[[ EXERCISE DATA open ]]
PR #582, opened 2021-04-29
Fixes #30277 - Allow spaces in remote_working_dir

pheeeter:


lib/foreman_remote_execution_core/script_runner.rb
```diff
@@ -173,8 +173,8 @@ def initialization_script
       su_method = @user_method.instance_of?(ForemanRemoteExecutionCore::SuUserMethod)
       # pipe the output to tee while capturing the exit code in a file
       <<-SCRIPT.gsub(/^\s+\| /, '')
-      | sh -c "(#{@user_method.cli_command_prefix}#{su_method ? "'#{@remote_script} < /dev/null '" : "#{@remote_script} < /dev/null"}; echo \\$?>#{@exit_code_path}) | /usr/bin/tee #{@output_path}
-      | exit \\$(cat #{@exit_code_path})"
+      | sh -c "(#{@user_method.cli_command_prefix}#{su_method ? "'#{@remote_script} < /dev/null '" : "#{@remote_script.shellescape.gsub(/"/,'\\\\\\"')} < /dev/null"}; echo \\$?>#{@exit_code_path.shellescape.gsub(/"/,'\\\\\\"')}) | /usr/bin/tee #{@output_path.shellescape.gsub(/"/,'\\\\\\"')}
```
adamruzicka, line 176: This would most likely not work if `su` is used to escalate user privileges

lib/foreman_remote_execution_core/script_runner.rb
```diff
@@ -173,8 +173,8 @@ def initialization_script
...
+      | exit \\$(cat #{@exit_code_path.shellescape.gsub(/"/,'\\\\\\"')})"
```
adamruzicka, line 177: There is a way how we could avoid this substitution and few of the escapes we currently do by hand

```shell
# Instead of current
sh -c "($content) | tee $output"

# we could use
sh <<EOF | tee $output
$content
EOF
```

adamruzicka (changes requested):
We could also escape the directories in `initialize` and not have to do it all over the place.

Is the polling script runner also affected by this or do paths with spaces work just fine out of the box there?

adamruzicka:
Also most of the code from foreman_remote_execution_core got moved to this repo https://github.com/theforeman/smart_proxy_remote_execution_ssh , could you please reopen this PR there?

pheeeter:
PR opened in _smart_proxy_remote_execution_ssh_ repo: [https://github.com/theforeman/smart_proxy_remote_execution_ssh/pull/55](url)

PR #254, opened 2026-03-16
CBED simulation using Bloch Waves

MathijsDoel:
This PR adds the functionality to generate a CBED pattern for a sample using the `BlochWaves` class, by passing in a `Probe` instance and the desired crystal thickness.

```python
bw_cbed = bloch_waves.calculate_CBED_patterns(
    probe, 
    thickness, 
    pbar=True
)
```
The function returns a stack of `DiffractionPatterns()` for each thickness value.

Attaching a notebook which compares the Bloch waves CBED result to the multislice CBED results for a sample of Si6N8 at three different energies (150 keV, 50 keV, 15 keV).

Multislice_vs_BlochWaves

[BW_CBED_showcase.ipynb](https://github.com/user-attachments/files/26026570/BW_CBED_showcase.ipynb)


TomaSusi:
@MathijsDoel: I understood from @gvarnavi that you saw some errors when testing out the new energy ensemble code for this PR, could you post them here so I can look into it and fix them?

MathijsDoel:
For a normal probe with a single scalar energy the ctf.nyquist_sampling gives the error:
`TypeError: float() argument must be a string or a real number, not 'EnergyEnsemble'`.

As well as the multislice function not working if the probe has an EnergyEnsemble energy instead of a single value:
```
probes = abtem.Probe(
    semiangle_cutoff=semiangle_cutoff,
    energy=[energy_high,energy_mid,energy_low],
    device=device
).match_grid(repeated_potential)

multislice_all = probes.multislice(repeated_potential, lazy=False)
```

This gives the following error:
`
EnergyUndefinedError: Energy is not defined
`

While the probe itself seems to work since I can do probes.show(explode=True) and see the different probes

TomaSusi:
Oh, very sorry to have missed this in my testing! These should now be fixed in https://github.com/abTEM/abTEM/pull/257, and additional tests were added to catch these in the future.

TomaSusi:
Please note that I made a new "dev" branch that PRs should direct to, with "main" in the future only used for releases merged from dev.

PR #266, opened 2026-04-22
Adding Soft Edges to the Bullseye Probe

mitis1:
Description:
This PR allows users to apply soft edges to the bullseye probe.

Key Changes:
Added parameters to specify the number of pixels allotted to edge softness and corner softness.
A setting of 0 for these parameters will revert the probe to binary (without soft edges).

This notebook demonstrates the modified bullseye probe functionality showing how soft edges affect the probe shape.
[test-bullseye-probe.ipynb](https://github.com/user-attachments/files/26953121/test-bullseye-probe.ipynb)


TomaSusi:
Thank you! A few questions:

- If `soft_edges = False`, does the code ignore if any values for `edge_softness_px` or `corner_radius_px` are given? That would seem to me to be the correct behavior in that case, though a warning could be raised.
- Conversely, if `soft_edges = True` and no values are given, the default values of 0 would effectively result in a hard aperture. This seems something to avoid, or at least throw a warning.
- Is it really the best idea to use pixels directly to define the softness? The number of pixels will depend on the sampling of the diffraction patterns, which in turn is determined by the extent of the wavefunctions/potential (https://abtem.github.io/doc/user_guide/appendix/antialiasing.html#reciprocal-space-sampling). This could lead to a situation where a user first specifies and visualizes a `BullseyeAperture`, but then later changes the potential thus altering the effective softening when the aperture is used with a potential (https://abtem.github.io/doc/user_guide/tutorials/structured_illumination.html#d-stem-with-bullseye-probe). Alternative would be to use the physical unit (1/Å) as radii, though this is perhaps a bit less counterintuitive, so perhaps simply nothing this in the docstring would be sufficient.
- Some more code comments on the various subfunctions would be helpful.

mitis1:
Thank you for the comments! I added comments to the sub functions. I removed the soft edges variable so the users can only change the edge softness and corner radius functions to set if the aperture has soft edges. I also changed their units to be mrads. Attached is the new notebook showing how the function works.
[[ EXERCISE DATA closed ]]
### WHAT IS NEEDED:
Copy every line of the listing that includes the string "users".

### WRITTEN SOLUTION:
This PR allows users to apply soft edges to the bullseye probe.
Thank you for the comments! I added comments to the sub functions. I removed the soft edges variable so the users can only change the edge softness and corner radius functions to set if the aperture has soft edges. I also changed their units to be mrads. Attached is the new notebook showing how the function works.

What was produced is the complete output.